Zu den Maßnahmen nach den Leckagen gehörte auch die Überprüfung des Sicherheitsmanagements der Raffinerie. Im Auftrag des NRW-Umweltministeriums und der Bezirksregierung Köln – und auf Kosten von Shell – hatten externe Fachleute in einem umfassenden Gutachten mehrere Mängel im Sicherheitsmanagement festgestellt.

Laut Zeese hat Shell alle Vorgaben erfüllt, die Gutachter kämen aber nochmals auf das Werksgelände. Wie er weiter ausführte, hätten die Maßnahmen bereits Wirkung gezeigt. So habe es im Jahr 2013 zwölf Zwischenfälle gegeben. 2015 und 2017 seien es jeweils fünf gewesen, und in diesem Jahr bislang keiner. „Bei einer Anlage dieser Größe gibt es aber keine absolute Sicherheit“, betonte Zeese. Ziel sei, dass die Zwischenfälle weniger werden und geringere Auswirkungen haben.

Bau der Nordtrasse begann im vergangenen Oktober

Mit dem Bau der Nordtrasse wurde laut Grummel im vergangenen Oktober begonnen. Gebaut wird in Schritten: von den Fundamenten über die Stahlkonstruktion bis zur Anbringung der Rohre. Die Teilstücke sind jeweils zwölf Meter lang und werden zusammengeschweißt. Dass die neue Nordtrasse oberirdisch verläuft, hat laut Grummel auch mit Sicherheitsaspekten zu tun. Schließlich sei sie so leichter zu kontrollieren. Allerdings habe die Stadt Wesseling bei der Querung von Straßen keine Rohrbrücken gewollt, sondern eine unterirdische Führung gefordert. Dem sei man nachgekommen, indem die Stahlrohre an diesen Stellen in begehbaren Schächten doppelwandig verlaufen. Nach Auskunft von Grummel befindet sich zwischen den Rohrwänden ein Gas, das sofort reagiert, wenn es mit Flüssigkeit in Kontakt kommt.

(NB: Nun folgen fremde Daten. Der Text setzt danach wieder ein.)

PR #1100, opened 2022-03-10
DDP-7406: fix:  hide autocomplete options on scroll

grigol-brd:
It was requested that auto-complete dropdown options would disappear when a user scrolls up or down.

https://broadinstitute.atlassian.net/browse/DDP-7406

### DIFF
--- a/ddp-workspace/projects/ddp-sdk/src/lib/components/activityForm/picklist/autocompleteActivityPicklistQuestion.component.ts
+++ b/ddp-workspace/projects/ddp-sdk/src/lib/components/activityForm/picklist/autocompleteActivityPicklistQuestion.component.ts
@@ -3,6 +3,7 @@ import { FormControl } from '@angular/forms';
 import { Subject } from 'rxjs';
 import { debounceTime, distinctUntilChanged, map, startWith, takeUntil } from 'rxjs/operators';
 import { MatAutocomplete, MatAutocompleteTrigger } from '@angular/material/autocomplete';
+import { boundMethod } from 'autobind-decorator';
 
 import { BaseActivityPicklistQuestion } from './baseActivityPicklistQuestion.component';
 import { ActivityPicklistNormalizedGroup } from '../../../models/activity/activityPicklistNormalizedGroup';
@@ -20,7 +21,8 @@ import { StringsHelper } from '../../../utility/stringsHelper';
                #autocompleteInput
                [formControl]="inputFormControl"
                [placeholder]="block.picklistLabel"
-               [matAutocomplete]="autoCompleteFromSource" />
+               [matAutocomplete]="autoCompleteFromSource"
+               (click)="openAutocompleteOptions()" />
 
         <mat-autocomplete #autoCompleteFromSource="matAutocomplete" class="autoCompletePanel" [displayWith]="displayAutoComplete">
             <mat-optgroup *ngFor="let group of filteredGroups">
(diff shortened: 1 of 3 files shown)


ddp-workspace/projects/ddp-sdk/src/lib/components/activityForm/picklist/autocompleteActivityPicklistQuestion.component.ts
```diff
@@ -112,8 +117,17 @@ export class AutocompleteActivityPicklistQuestion extends BaseActivityPicklistQu
         super.ngOnDestroy();
         this.ngUnsubscribe.next();
         this.ngUnsubscribe.complete();
+        window.removeEventListener('scroll', this.onScroll, true);
     }
 
+    onScroll = (event): void => {
```
MocanaAtBroad: This arrow function definition is technically correct, but looks out of place between instance methods.
Consider rewriting as `onScroll(event: WhateverTheEventType): void {`

MocanaAtBroad:
I did not see anything in the ticket about scrolling. Is this the right ticket?

MocanaAtBroad:
Tried it out and works as described in the comment in PR.
However I would suggest we drop the functionality or go further.
The intent of creating this type of autocomplete  is to try as frequently as possible to allow user to select an option from the list.
And, if needed because it is not there, capture the string entered by the user.
So before the change:
1. Enter "bra"
2. List shows options that match bra (brain category, brain options whatever)
3. User accidentally scrolls (hits arrow or touches the mouse wheel or just touches there Apple Magic mouse.

Previously, the list of options would still be shown, and hopefully, the matching cancer is there.

If you repeat the steps above AFTER the change, the list is gone. 
Now place the cursor in the autocomplete field. The list is still gone.
We have now made it MORE LIKELY that user will NOT select a matching option from the list.

So I think options are to:
1) Not do this feature at all (I really do not see this as a big deal anyways. It is common behavior. But I understand. Opinions).
2. When cursor back on field, we redisplay the matching options.

I think #2 is still not as good as keeping the list open, but it is better.
Please ping back whoever entered this issue and have talk about this. I have my misgivings.

ddp-workspace/projects/ddp-sdk/src/lib/components/activityForm/picklist/autocompleteActivityPicklistQuestion.component.ts
grigol-brd: I used an arrow function to avoid ugly `this` binding. Will see what else I can do

grigol-brd:
@MocanaAtBroad  I've had a discussion with them and they would still like to have this behavior of hiding options on scroll, but we agreed to add redisplaying options when a user clicks back on the field. Now it works as you described in `#2`.

bf287ef0-1200-4280-a93b-d69c43c38847

MocanaAtBroad:
Nice! 👍

MocanaAtBroad (approved):

ddp-workspace/projects/ddp-sdk/src/lib/components/activityForm/picklist/autocompleteActivityPicklistQuestion.component.ts
```diff
@@ -112,6 +119,22 @@ export class AutocompleteActivityPicklistQuestion extends BaseActivityPicklistQu
...
+        if (this.autocompleteTrigger.panelOpen && !isAutoCompleteOptionsScrolling) {
+            this.autocompleteTrigger.closePanel();
+        }
+    }
+
+    public openAutocompleteOptions(): void {
+        if (!this.autocompleteTrigger.panelOpen) {
+            this.autocompleteTrigger.openPanel();
+        }
     }
```
MocanaAtBroad, line 138: Actually, forget what I said earlier. Just use the arrow function. Looks a little odd when reading the code, but it is preferable to adding another dependency that has not been updated since 2018. 
Sorry for the flip-flopping!

grigol-brd: Sure, will do that in #1111

PR #1102, opened 2022-03-11
DDP-7646: Use DSM token in DSS

alextanlan:
This is a first step for dealing with DSS inside of DSM. The PR is kind of PoC (proof of concept).

 **_Implemented:_** 
Using DSM token for basic work with activities from DSS side. 
Used DSS SDK (Angular) library in order to display activities.

**_Examples:_**

1. **GET** an activity

https://user-images.githubusercontent.com/7396837/160459515-e15f9868-bd53-4eec-9f8d-d49c0313cd3b.mp4

2. **CREATE** an activity instance

https://user-images.githubusercontent.com/7396837/160459535-d29c085d-f711-41b9-b95e-2716dfd7d475.mp4

3. **DELETE** an activity instance

https://user-images.githubusercontent.com/7396837/160459551-dbd2c279-b1b0-45e5-ad88-2a96fdb57471.mp4


ddp-workspace/projects/ddp-dsm-ui/src/app/services/auth.service.ts
```diff
@@ -227,4 +229,13 @@ export class Auth {
...
     }
   }
+
+  private setDssSession(dsmToken: string): void {
+    const accessToken = null;
+    const userGuid = null;
+    const locale = 'en';
+    const expiresAtInSeconds = 1e10; // TODO: get rid of that by using a study config flag as to not renew a session
+    // set DSS Session partially
+    this.dssSessionService.setSession(accessToken, dsmToken, userGuid, locale, expiresAtInSeconds);
```
alextanlan, line 239: The main thing here is set `dsmToken` to DSS session.

ddp-workspace/projects/ddp-dsm-ui/src/app/services/auth.service.ts
```diff
@@ -129,9 +130,10 @@ export class Auth {
       next: response => dsmResponse = response,
       complete: () => {
         const dsmToken = dsmResponse.dsmToken;
-        localStorage.setItem(SessionService.DSM_TOKEN_NAME, dsmToken);
```
alextanlan, line 132: Moved this line to `session.service.ts` (https://github.com/broadinstitute/ddp-angular/pull/1102/files#:~:text=localStorage.setItem(SessionService.DSM_TOKEN_NAME%2C%20token)%3B)

ddp-workspace/projects/ddp-dsm-ui/src/app/test-dss/test-dss.component.html
```diff
@@ -0,0 +1,14 @@
...
+
+<button (click)="getActivity()">GET</button>
+
+<button (click)="fetchActivity()">FETCH</button>
+
+<!--<ddp-activity-redesigned [studyGuid]="studyGuid"-->
+<!--                         [activityGuid]="activityGuid"-->
+<!--                         (submit)="navigate($event)"-->
+<!--                         (activityCode)="activityCodeChanged($event)">-->
+<!--</ddp-activity-redesigned>-->
```
alextanlan, line 14: Should work now for existing `userGuid`, `studyGuid`, `activityGuid` (they are set up in test-dss.component.ts)

ddp-workspace/projects/ddp-sdk/src/lib/services/configuration.service.ts
```diff
@@ -7,6 +7,7 @@ import { MailAddressFormErrorFormatter } from '../models/mailAddressFormErrorFor
 @Injectable()
 export class ConfigurationService {
     backendUrl: string;
+    backendUrlDSS: string;
```
MocanaAtBroad, line 10: I think this is going to be confusing. I BELIEVE you are expecting that we will set one or the other. My advice is to just stick with backendUrl OR refactor the name, but not add second field that is meant to do exactly same thing.

ddp-workspace/projects/ddp-dsm-ui/src/app/services/auth.service.ts
```diff
@@ -227,4 +229,13 @@ export class Auth {
       this.router.navigate([ Statics.HOME_URL ]);
     }
   }
+
+  private setDssSession(dsmToken: string): void {
+    const accessToken = null;
+    const userGuid = null;
+    const locale = 'en';
+    const expiresAtInSeconds = 1e10; // TODO: get rid of that by using a study config flag as to not renew a session
```
MocanaAtBroad: Well, we should extract from the token itself the expiration, no?

alextanlan: I thought a DSS token should never expire for DSM operator/admin
(means that a DSM "admin" can use DSS without time limit). 
Am I wrong?

ddp-workspace/projects/ddp-sdk/src/lib/services/configuration.service.ts
alextanlan: Indeed, you are right. 
I was messed with different config files DSM/DSS.
But `ConfigurationService` is about DSS only.
Fixed in 1bd7bc225a0b38da1731a83e82a6c22b273293e4

ddp-workspace/projects/ddp-dsm-ui/src/app/services/auth.service.ts
MocanaAtBroad: The admin has more privileges to do stuff, but their tokens also expire.
I am under distinct impression that DSM token includes an expiration.
(Which brings up the question of what we should do if the token really has expired. We probably want to do whatever DSM currently does).

alextanlan: Agree, 
fixed in db71d57852287276b3fd264612ed1b2d91eaccb4

MocanaAtBroad (dismissed):

pegahtah (approved):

So wolle man umgehend auf Leckagen reagieren können. Oberirdisch verläuft das Leitungssystem in einer Höhe von rund 1,50 Metern, 130 Bäume werden als zusätzlicher Sichtschutz gepflanzt. Wenn die neue Trasse Ende des Jahres in Betrieb gehen soll, werden die alten Leitungen stillgelegt und zum Teil verfüllt. Durch die neuen werden nach Angaben von Grummel jährlich rund sieben Millionen Tonnen Rohöl beziehungsweise die daraus geschaffenen Produkte geführt – wie auch durch das alte Leitungssystem. Die neue Anlage diene nicht zur Erhöhung der Kapazität, hieß es.